Много лет спустя в письмах Эрику Голлербаху, по своему характеру мемуарных, пронзительных и одновременно адресованных юному другу как материал для будущей биографии, Розанов писал о том, как ухаживал в детстве за больной матерью: «Теперь я Вам скажу кое-что Эдиповское. Моя мама, моя мамочка, моя дорогая и милая, всегда брала меня в баню: и с безмерным уважением я смотрел на мелкие, мелкие (нарисовано) складочки на ее животе. Я еще не знал, что это остается “по одной после каждых родов”, а нас было 12 у нее. Затем: она захварывала очень медленно. У нее были какие-то страшные кровотечения, “по тазу” (т. е. вероятно и мочею). “Верочка уже умерла”, когда мне было лет 5, а Павлутка не возвращалась из Кологрива, где училась. Федор – брат был разбойник, Митя добрый и кроткий (“святой”) был полусумасшедшим – (сидел в психиатрич. больнице), а “здоровым” был слабоумным. Сереже – 3 года; а мне от 6 и до 9–10, 11 лет. Когда мама умерла, мне было лет 11 или даже 13 (1870 или 71 год). И вот, за мамой с женской болезнью я должен был ухаживать. Раз я помню упрек такой: “как это можно, что она Васю заставляет ухаживать. Неужели никого нет”. Но – никого и не было.

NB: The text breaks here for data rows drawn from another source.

PR #69, opened 2024-07-29
Added lightning package to setup file and updated version for re…

divrawal:
new release with updated lightning dependency

- [x] Tests pass

### DIFF
--- a/setup.py
+++ b/setup.py
@@ -11,6 +11,6 @@ dependencies = [
 setup(
     name="dataflux-pytorch",
     packages=["dataflux_core", "dataflux_pytorch", "dataflux_pytorch.lightning"],
-    package_dir={"dataflux_core": "./dataflux_client_python"},
+    package_dir={"dataflux_core": "dataflux_client_python/dataflux_core"},
     install_requires=dependencies,
 )
--- a/setup.py
+++ b/setup.py
@@ -1,4 +1,4 @@
-from setuptools import setup, find_packages
+from setuptools import setup
 
 dependencies = [
     "torch",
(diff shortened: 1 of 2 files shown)


setup.py
```diff
@@ -10,7 +10,7 @@
 ]
 setup(
     name="dataflux-pytorch",
-    packages=["dataflux_core", "dataflux_pytorch"],
+    packages=["dataflux_core", "dataflux_pytorch", "dataflux_pytorch.lightning"],
```
bernardhan33, line 13: Is this line causing the problem? Ideally we should be using `find_packages()` ([ref](https://packaging.python.org/en/latest/guides/distributing-packages-using-setuptools/#packages)) to find the packages so that we don't need to specify this every time a new package is added (error-prone).

We probably took a short path because we needed "dataflux_core" to map to "dataflux_client_python/dataflux_core" (see below). Ideally we should be just importing "dataflux_client_python.dataflux_core" instead of "dataflux_core". Could you investigate if that path is feasible?

setup.py
```diff
@@ -10,7 +10,6 @@
 ]
 setup(
     name="dataflux-pytorch",
-    packages=["dataflux_core", "dataflux_pytorch"],
-    package_dir={"dataflux_core": "dataflux_client_python/dataflux_core"},
+    packages=find_packages(exclude=["*tests*"]),
```
bernardhan33, line 13: Yeah this looks promising until http://sponge2.corp.google.com/62d95cec-1727-41cc-9368-4a9e84bd2ee6 and you can see "E   ModuleNotFoundError: No module named 'dataflux_core'". Tricky business isn't it.

MattIrv:
@divrawal can you update the PR title/description to describe what you're trying to accomplish with this PR?

setup.py
bernardhan33: I see we are reverting to not using "find_packages()", which is fine. But could you file a follow-up ticket to investigate the solutions here? Ideally we would not want every extra directory (package) to be declared every time they are added?

bernardhan33:
Approving this in light of the follow-up task b/356629540. Divya is adding all the details to that ticket. In short we will let this one pass to unblock the other work. But we should prioritize b/356629540 because similar changes here are risky -- we should rely on `find_packages()` to automatically find all the packages to publish and fix the import paths of "dataflux_core" to "dataflux_client_python.dataflux_core".

bernardhan33 (approved):

MattIrv:
@divrawal is this ready to merge?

Бедность. Ужас. Нищета голая. Конечно – никакой никогда прислуги. Лечение же заключалось в том, что мешая “в пропорции” молоко с шалфеем – я должен был раза 3–4 в сутки спринцевать ее (она сидит, вся открытая) ручною спринцовкою (нарисована спринцовка), какою пульверизируют пыль. Мистики половых органов мы совершенно не знаем. Я делал это со скукой (“хочется поиграть”): но кто знает и испытал просто зрительное впечатление, вполне полное, отчетливое, абсолютное».
Это опять же к вопросу о розановских патологиях… Многим русским писателям досталось не очень простое детство, но это по ужасу, по страданию, по полной беспросветности, унижению и извращенности зашкаливает. Да, конечно, был Горький, которому Розанов не случайно писал: «А моя мамочка из могилы жмет Вам за сына руку: ах, какая она была бедная и измученная. Вот это целая история – и под перо бы Вам. Да и вся наша семья в Костроме – Ваш сюжет, с “лирикой”».
В горьковской автобиографической трилогии тоже можно найти немало горестных страниц, но их герой – победитель, он сильнее своих обстоятельств. Про Розанова так не скажешь. Он тоже вроде бы вырвался, добился успеха, но – покачаленный, изуродованный, больной, и эту свою рану не изжил, не излечил, а оставшись «вечным мальчиком» – так назовет он статью о самом себе, написанную к собственному 60-летию, – потащил в литературу, благо время, в которое ему выпало жить, тому располагало и всяческую темь, муть и жуть подхлестывало. Но все же самое важное в этом человеке «душевного мрака», как окрестили его современники, не пресловутые противоречия, не порнография, не юдофобия, не христоборчество и не юродство, а – страдание и сострадание («С детства мне было страшно врожденно сострадание…»), находящееся поверх всего. Вот что он вынес из Костромы, никогда не забывал, и все тридцать томов его книжек этим страданием переполнены.